## Task input
Content starts
PR #4525, opened 2023-07-22
Add checking of core video return codes

low-batt:
This commit will add code to `VideoView` that checks that core video methods are returning `kCVReturnSuccess`. If not then a warning will be logged reporting the error code that was returned.

---

**Description:**

### DIFF
--- a/iina/VideoView.swift
+++ b/iina/VideoView.swift
@@ -206,20 +206,22 @@ class VideoView: NSView {
 
   func startDisplayLink() {
     if link == nil {
-      CVDisplayLinkCreateWithActiveCGDisplays(&link)
+      checkResult(CVDisplayLinkCreateWithActiveCGDisplays(&link),
+                  "CVDisplayLinkCreateWithActiveCGDisplays")
     }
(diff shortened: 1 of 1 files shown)


low-batt:
Currently `VideoView` is ignoring [result codes](https://developer.apple.com/documentation/corevideo/1572713-result_codes) returned by core video methods. Issue #4520 reports a case where apparently a call to [CVDisplayLinkCreateWithActiveCGDisplays](https://developer.apple.com/documentation/corevideo/1456863-cvdisplaylinkcreatewithactivecgd) failed. The expectation is that the result code returned should provide some sort of indication as to what went wrong.

The changes in the commit do not fix anything, they merely add code to check the returned `CVResult` and log a warning message if it is not `kCVReturnSuccess`. Simulating a bad result the logged message looks like:

```text
17:12:12.308 [iina][w] Core video method CVDisplayLinkCreateWithActiveCGDisplays returned: The allocation for a buffer or buffer pool failed. Most likely because of lack of resources (-6662)
```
Content ends
Lines from the one containing "(diff shortened: 1 of 1 files shown)" through the end of the data above must be written out exactly, and no other lines are needed.

(diff shortened: 1 of 1 files shown)


low-batt:
Currently `VideoView` is ignoring [result codes](https://developer.apple.com/documentation/corevideo/1572713-result_codes) returned by core video methods. Issue #4520 reports a case where apparently a call to [CVDisplayLinkCreateWithActiveCGDisplays](https://developer.apple.com/documentation/corevideo/1456863-cvdisplaylinkcreatewithactivecgd) failed. The expectation is that the result code returned should provide some sort of indication as to what went wrong.

The changes in the commit do not fix anything, they merely add code to check the returned `CVResult` and log a warning message if it is not `kCVReturnSuccess`. Simulating a bad result the logged message looks like:

```text
17:12:12.308 [iina][w] Core video method CVDisplayLinkCreateWithActiveCGDisplays returned: The allocation for a buffer or buffer pool failed. Most likely because of lack of resources (-6662)
```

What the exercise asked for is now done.